PR #1965, opened 2020-10-17
profiling via make variable

tillmo:
This should make profiling easier. Keep `Makefile` and `var.mk` as they are. For compiling Hets with profiling, use
```
make PROFILE=on restack
make PROFILE=on hets         # or hets_server
```
The first line installs dependencies, the second line compiles Hets.

### DIFF
--- a/Makefile
+++ b/Makefile
@@ -10,6 +10,7 @@
 #
 # If the following environment variables are set, their values get passed to
 # the corresponding tool as is: GHC_PKG_FLAGS (ghc-pkg), GHC_FLAGS (ghc).
+# For profiling, call make with PROFILE=on 
 
 include var.mk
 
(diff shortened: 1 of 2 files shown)


mcodescu:
Also update https://github.com/spechub/Hets/wiki/Debugging-and-Testing-Hets

tillmo:
I tried this out with a fresh installation, and it failed with a strange error:
```
[649 of 709] Compiling Persistence.Schema ( Persistence/Schema.hs, Persistence/Schema.p_o )

<no location info>: error:
    Persistence/Schema.hs:1:1: fatal:
    cannot find object file ‘./Persistence/Schema/Enums.dyn_o’
    while linking an interpreted expression
Makefile:507: recipe for target 'hets_server' failed
```

mcodescu:
I get the same after a `make realclean`.

mcodescu:
But after a normal `make restack & make hets`, I don't get an error anymore. I wonder if we can't live with this for now, chances are small that someone will want to do profiling at first compilation.

tillmo:
I can confirm this. OK, then let us do it in this way.

tillmo:
@mcodescu can you review this one, please

mcodescu (approved):
The code looks good. Please make sure to remove the outdated comment that I already marked - I actually thought you would do this before I approve.
:+1:

Issue #1935, opened 2020-09-03
Hets cannot parse large OWL files


tillmo:
The Chebi ontology needs more than 400GB RAM to be parsed and translated to FOL.

tillmo:
Here the command that I have used:
```
hets +RTS -M400G -p -RTS -t OWL22CASL:CASL2TPTP_FOF -o tptp -v2 chebi.owl
```
You can get `chebi.owl` e.g. [here](https://www.ebi.ac.uk/ols/ontologies/chebi), size is 541MB.
It would be good to try out mere parsing and analysis first, and then the translation separately.

mcodescu:
Hets (used to ) parse(d) succesfully larger ontologies, e.g. from Bioportal. Have you tried to do some profiling?

tillmo:
OK, just parsing and analysing takes about 7 minutes and 36GB of RAM.

mcodescu:
Protégé also has problems opening the file, at least on my laptop:
```
Loading ontology from file:/home/mcodescu/Downloads/chebi.owl 
Finished loading file:/home/mcodescu/Downloads/chebi.owl 
An error occurred whilst loading the ontology at file:/home/mcodescu/Downloads/chebi.owl. 
Cause: GC overhead limit exceeded 
```

fabianneuhaus:
@mcodescu That's a well-known problem with Protege. You need to increase the heap size. 

https://protegewiki.stanford.edu/wiki/ChangingTheHeapSize

mcodescu:
@fabianneuhaus: thank you, I have tried to follow a different instruction and that did not work.

@tillmo: it seems to me that my hunch was wrong and the parser does not have a bug caused by some special form that the sentences of the ontology have. The most time and space is spent in comparisons and unions. We encountered a similar problem when we wanted to align the ontologies from Bioportal.

tillmo:
Do you think that the comparisons and unions are needed for static analysis, or for translation, or both?
I just have realised that my report of a successful static analysis needing 36GB RAM and 7 minutes might have been premature. I did not generate any output, so due to lazy evaluation, it might be that Hets has not even built the whole signature.

mcodescu:
I can only guess for now (I believe both creating the OWL signature and its translation). I think it would be better instead to do profiling for just parsing and analysing the ontology, and then for translation (or with translation). Yes, you could also add an output step to make sure the signatures get evaluated (some tracing message should do).

mcodescu:
[...]

PR #1970, opened 2020-11-16
1935 owl22casl sentence translation

mcodescu:
Should improve #1935.

### DIFF
--- a/OWL2/OWL22CASL.hs
+++ b/OWL2/OWL22CASL.hs
@@ -281,18 +281,18 @@ mapTheory (owlSig, owlSens) = let
         {- dTypes = (emptySign ()) {sortRel = Rel.transClosure . Rel.fromSet
                     . Set.map (\ d -> (uriToCaslId d, dataS))
                     . Set.union predefIRIs $ OS.datatypes owlSig} -}
-    (cSens, nSig) <- foldM (\ (x, y) z -> do
-            (sen, sig) <- mapSentence y z
-            return (sen ++ x, cSig)) -- uniteCASLSign sig y)) 
-                     ([], cSig) owlSens
-    return (foldl1 uniteCASLSign [nSig, pSig],  -- , dTypes],
+    (cSens, nSigs) <- foldM (\ (x, y) z -> do
+            (sen, y') <- mapSentence cSig z
+            return (sen ++ x, y ++ y')) -- uniteCASLSign sig y)) 
+                     ([], []) owlSens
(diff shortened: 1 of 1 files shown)


OWL2/OWL22CASL.hs
```diff
@@ -414,37 +415,37 @@ mapComObjectPropsList cSig mol props a b = do
...
 mapFacet :: CASLSign -> Int -> (ConstrainingFacet, RestrictionValue)
-    -> Result (CASLFORMULA, CASLSign)
+    -> Result (CASLFORMULA, [CASLSign])
 mapFacet sig var (f, r) = do
     con <- mapLiteral r
     let (fp, cf) = mkFacetPred con f var
-    return (fp, uniteCASLSign sig $ (emptySign ())
-            {predMap = MapSet.fromList [(cf, [dataPred])]})
+    return (fp, [(emptySign ())
+            {predMap = MapSet.fromList [(cf, [dataPred])]}])
```
tillmo, line 449: shouldn't `sig` appear in the resulting signature list?
why s the empty sig needed in the list?

OWL2/OWL22CASL.hs
```diff
@@ -495,77 +496,77 @@ mapCard b cSig ct n prop d var = do
         exactLst' = mkImpl (conjunct $ oPropsE ++ fOut) $ disjunct dlstM
         senAux = conjunct [minLst, mkForall qVarsE exactLst']
         exactLst =  if null qVars then senAux else mkExist qVars senAux
-        ts = uniteL $ [cSig] ++ s ++ s' ++ s''
+        ts = concat $ s ++ s' ++ s''
```
tillmo, line 499: why can `csig` be omitted here (and below)?

tillmo (commented):
My tests show that everything works fine. However, I do not understand the code at some places.

OWL2/OWL22CASL.hs
mcodescu: no, `sig` should actually be omitted from all these functions. I will do this. 
I kept the old formatting and it's hard to read, it should be the signature that you get by inserting (cf, dataPred) in the predMap of the empty signature.

OWL2/OWL22CASL.hs
mcodescu: csig is not needed, it was passed around just so we can return a signature when no change happens, and to be extended with the new symbols. I will remove it throughout the code.

mcodescu: Also, note that csig is added at the union in mapTheory anyways, and you don't want to have it there more than once.

tillmo (approved):

PR #1971, opened 2020-11-17
1924 tptp cons checkers

mcodescu:
In the GUI, we first select a prover and only then a comorphism path. On the paths to SoftFOL I get an error - `(Logic SoftFOL expected, but TPTP found)`. Perhaps we should have different options, e.g. Darwin-TPTP and Darwin-SoftFOL? Otherwise the code should be ready for review.

### DIFF
--- a/TPTP/ProveHyper.hs
+++ b/TPTP/ProveHyper.hs
@@ -1,9 +1,9 @@
 {- |
 Module      :  ./TPTP/ProveHyper.hs
 Description :  Interface to the theorem prover e-krhyper in CASC-mode.
-Copyright   :  (c) Dominik Luecke, Uni Bremen 2010
+Copyright   :  (c) Otto-von-Guericke University of Magdeburg, 2020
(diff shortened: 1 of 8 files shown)


TPTP/ProveHyper.hs
```diff
@@ -0,0 +1,302 @@
...
+Maintainer  :  luecke@informatik.uni-bremen.de
+Stability   :  provisional
+Portability :  needs POSIX
+
+Check out
+http://www.uni-koblenz.de/~bpelzer/ekrhyper/
+for details. For the ease of maintenance we are using e-krhyper in
+its CASC-mode, aka tptp-input. It works for single input files and
+fof-style.
+-}
```
tillmo, line 15: also here, the header needs adpation

tillmo (approved):
approved modulo the comments.
I think we do not need Darwin-TPTP and Darwin-SoftFOL, because SoftFOL should vanish soon.

PR #39, opened 2024-06-21
Fix crash on Vercel due to missing links in Link

heypoom:
When the `to={...}` fallback is missing, the NavLink crashes on the Vercel build, even if it runs fine on development build.

(This change is already in the release branch - syncing back to `main`)


heypoom:
superseded by https://github.com/metabase/shoppy/pull/40

PR #40, opened 2024-06-21
Design tweaks for Shoppy's new design

heypoom:
- Improves styling of login pages (mainly rounded corners and user/password input theme)
- Adds a background color above-the-fold so it loads on first load, when the stylesheet is not available
- Replace the padding workaround with CSS using new version of embedding SDK
- Fixes the CSS overrides that was causing issues with tabs in interactive dashboards
- Opens the sidebars by default (shows the product/categories and analytics side-nav)
- Fixes crash in production caused by Link component in Wouter when to={...} is undefined/null

### DIFF
--- a/api/package.json
+++ b/api/package.json
@@ -13,6 +13,7 @@
     "drizzle:studio": "drizzle-kit studio"
   },
   "dependencies": {
+    "@metabase/embedding-sdk-react": "^0.1.13",
     "argon2": "^0.40.1",
     "connect-pg-simple": "^9.0.1",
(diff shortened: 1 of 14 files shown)


heypoom:
(Fixing an out-of-memory issue on Vercel before merging)

heypoom:
Created tickets for out-of-memory errors here in https://github.com/metabase/shoppy/issues/41. I'm merging this PR for now as running production builds locally works fine, so this is definitely a Vercel issue.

======

Action item
All lines in the listing above from the line containing "mcodescu: csig is" to the line containing "approved modulo the comments.", inclusive, should be retyped exactly; no other lines should appear.

Completed exercise
mcodescu: csig is not needed, it was passed around just so we can return a signature when no change happens, and to be extended with the new symbols. I will remove it throughout the code.

mcodescu: Also, note that csig is added at the union in mapTheory anyways, and you don't want to have it there more than once.

tillmo (approved):

PR #1971, opened 2020-11-17
1924 tptp cons checkers

mcodescu:
In the GUI, we first select a prover and only then a comorphism path. On the paths to SoftFOL I get an error - `(Logic SoftFOL expected, but TPTP found)`. Perhaps we should have different options, e.g. Darwin-TPTP and Darwin-SoftFOL? Otherwise the code should be ready for review.

### DIFF
--- a/TPTP/ProveHyper.hs
+++ b/TPTP/ProveHyper.hs
@@ -1,9 +1,9 @@
 {- |
 Module      :  ./TPTP/ProveHyper.hs
 Description :  Interface to the theorem prover e-krhyper in CASC-mode.
-Copyright   :  (c) Dominik Luecke, Uni Bremen 2010
+Copyright   :  (c) Otto-von-Guericke University of Magdeburg, 2020
(diff shortened: 1 of 8 files shown)


TPTP/ProveHyper.hs
```diff
@@ -0,0 +1,302 @@
...
+Maintainer  :  luecke@informatik.uni-bremen.de
+Stability   :  provisional
+Portability :  needs POSIX
+
+Check out
+http://www.uni-koblenz.de/~bpelzer/ekrhyper/
+for details. For the ease of maintenance we are using e-krhyper in
+its CASC-mode, aka tptp-input. It works for single input files and
+fof-style.
+-}
```
tillmo, line 15: also here, the header needs adpation

tillmo (approved):
approved modulo the comments.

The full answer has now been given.